Mason jar silicone seal mystery

Question

For food storage I mainly use mason jars with stainless steel lids and food-grade silicone ring seals to keep them airtight. Twice while storing different types of loose-leaf tea, the silicone seals became oily and swollen even though they were not in contact with the tea at all. I'm assuming the silicone is somehow attracting the essential oils from the teas, but I thought silicone was inert and I can't figure out why it's doing this.

The first time it was earl grey tea, which I know has bergamot oil. After several weeks, I noticed that the silicone ring was covered in an oily film on both sides. It had also changed color (becoming more transparent) and expanded in size so that it no longer fit comfortably in the lid. The seal had never touched the tea, and neither the glass jar nor the steel lid had the oily residue on them. I washed the oil off the seal and let it air dry for a while. After a few days away from the tea it reverted back to its original color and size and feels normal again.

I didn't think about it much more until the same thing happened again while storing a loose-leaf herbal tea. This one had basil and chive oil in it. After a few weeks, similar experience: the silicone seal was covered in an oily film. Once again none of the tea had been touching the seal, and there was no oil on anything else. This time I didn't notice much size or color change, but it may not have been stored as long. Once again the silicone went back to normal after being cleaned and separated from the tea.

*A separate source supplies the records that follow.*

PR #300, opened 2018-01-30
separate pythemis install

Lagovas:
* explicitly use python2 and python3
* install python X version if exists, don't fail if one not exists (before installing come down when python2 not exists)
* same with tests, test all versions that exists (2, 3, 2+3)
* plus dropped linking phpthemis.so + fixed php.ini (because has a failure when tested locally and found that it is overhead)


vixentael:
Note for future us: Circle Ci launched & successfully run all 4 workflows, but is showing only one.

PR #301, opened 2018-01-31
test php 7.0 and 7.1

Lagovas:


vixentael:
let's investigate unit / memory tests failure for php

Lagovas:
merged to #303

PR #308, opened 2018-02-05
Mozh/t380 php package

mozhmike:


Makefile
```diff
@@ -670,14 +676,14 @@ deb_php:
...
-		 --depends php$(PHP_VERSION_FULL) \
+		 --depends "$(PHP_DEPENDENCIES)" \
 		 --deb-priority optional \
 		 --after-install $(PHP_POST_INSTALL_SCRIPT) \
 		 --before-remove $(PHP_PRE_UNINSTALL_SCRIPT) \
 		 --category $(PACKAGE_CATEGORY) \
 		 --deb-no-default-config-files \
 		 $(PHP_LIB_MAP)
-	@find $(BIN_PATH) -name \*.
+	@find $(BIN_PATH) -name \*.deb
```
shadinua: I think it would be better to filter out other packages (`libthemis` and `libthemis-dev`) and show only `libphpthemis`, which build in the step.

Makefile
```diff
@@ -670,14 +676,14 @@ deb_php:
...
 
 rpm_php:
```
shadinua: While we do not build package for `centos` (due to unsupported php < 5.6), I propose to remove the target at all.

PR #309, opened 2018-02-06
Update changelog for 0.10.0

vixentael:


README.md
```diff
@@ -166,11 +169,11 @@ Themis supports the following architectures: x86/x64, armv*, various Android arc
 
 It is checked to compile on the latest stable versions of:
 
-* Debian 7.8+, CentOS 7, Ubuntu 14, Arch Linux 2014+
-* Windows XP+
-* macOS 10.9+
-* Android 4-8+ / CyanogenMod 11+
-* iOS8—iOS11+, x32/x64
+* Debian 7-9, CentOS 7, Ubuntu (14.04, 16.04, 17.10), Arch Linux 2014+,
```
Lagovas: Arch Linux 2018+?) this OS hasn't any versions, only last stable (if do regular update). I use this os and use last updates. So we can set here 2018 ) If we declare 2014, it can be understood like on os without updates from 2014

I assume the essential oils in the tea must be evaporating and then the silicone must be attracting and absorbing them somehow. Does anyone know why this happens? Should I be worried that it is damaging the silicone or causing it to leach?

Answer 1

This won't be a complete answer as I'm not enough of a chemist at all to go into the intricacies of the chemistry. Note that in this answer I'm using the word "organic" to mean carbon-based chemistry, as this is how the term is used in chemistry. It has nothing to do with commonly used "organic" practices for food production.

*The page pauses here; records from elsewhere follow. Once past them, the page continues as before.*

PR #314, opened 2018-05-10
Fix the misusage of short-circuit evaluation in 'soter_sign_ecdsa.c'

movie-travel-code:
I'm henry wong, from Qihoo360 CodeSafe Team. We found a possible null
pointer deference caused by the misusage of short-circuit evaluation. If
`pkey` is null, the program will continue execute `EVP_PKEY_base_id(pkey)`,
and this will cause a null pointer dereference.

Since I'm unfamiliar with `themis`,  please forgive me if there is anything 
wrong with my description.

Henry Wong
Qihoo360 CodeSafe Team

### DIFF
--- a/src/soter/openssl/soter_sign_ecdsa.c
+++ b/src/soter/openssl/soter_sign_ecdsa.c
@@ -102,7 +102,7 @@ soter_status_t soter_sign_update_ecdsa_none_pkcs8(soter_sign_ctx_t* ctx, const v
 soter_status_t soter_sign_final_ecdsa_none_pkcs8(soter_sign_ctx_t* ctx, void* signature, size_t *signature_length)
 {
   EVP_PKEY *pkey = EVP_PKEY_CTX_get0_pkey(ctx->pkey_ctx);
-  if (!pkey && EVP_PKEY_base_id(pkey)!=EVP_PKEY_EC){
+  if (!pkey || EVP_PKEY_base_id(pkey)!=EVP_PKEY_EC){
     return SOTER_INVALID_PARAMETER;
   } /* TODO: need review */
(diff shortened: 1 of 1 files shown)


src/soter/openssl/soter_sign_ecdsa.c
```diff
@@ -102,7 +102,7 @@ soter_status_t soter_sign_update_ecdsa_none_pkcs8(soter_sign_ctx_t* ctx, const v
 soter_status_t soter_sign_final_ecdsa_none_pkcs8(soter_sign_ctx_t* ctx, void* signature, size_t *signature_length)
 {
   EVP_PKEY *pkey = EVP_PKEY_CTX_get0_pkey(ctx->pkey_ctx);
-  if (!pkey && EVP_PKEY_base_id(pkey)!=EVP_PKEY_EC){
+  if (!pkey || EVP_PKEY_base_id(pkey)!=EVP_PKEY_EC){
```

Silicone cookware is properly known as a polysiloxane. These are chemicals similar to plastics, but with a inorganic silicon-oxygen (-Si-O-Si-) backbone instead of an organic (carbon-based; -C-C-) backbone. They are synthesized through reactions between various monomeric precursors and a whole bunch of different organic compounds, making them technically organo-silicone compounds because of the organic side-groups of varying composition (-R₁R₂Si-O-SiR₂R₁-, where R = organic side-group), which provide the cross-linking so that you can get solid substances, much like plastics.

Exactly how the silicones are synthesized (which type of polysiloxane they are) and which organic reactive groups are added to make the particular silicone you have will alter any potential chemistry that is going on in your case.

What I suspect is happening is that some chemical residue in the silocone is reacting with a volatile compound from your "tea", producing a gas and a chemical residue. Exactly which chemicals might be doing that are impossible to say, but it could possibly be something that reacts with hydrochloric acid (HCl) as this seems to be used a lot in the creation of silicone cookware, though I would expect this to react and be used up in the generation of the final silicone product.

Polysiloxanes are gas permeable, this means that whatever is coming off your tea could well be entering the silicone through the pores in it, and then reacting with whatever liquid/solid is chemically available, thereby producing a volume-filling gas, which would account for the change in volume you are seeing. As these gasses diffuse out again (this will be in the order of <1 micrometer/hour, so very slow), the volume should revert to approximately the original volume. It could also be a chemical reaction with the siloxanes or side-groups on them resulting in a chemical volume change.

Colour changes could also be the result of chemical reactions, possibly through oxidation of an oil or perhaps through a state change (gas, liquid, solid) in the siloxane itself or in the microstructure of the pores.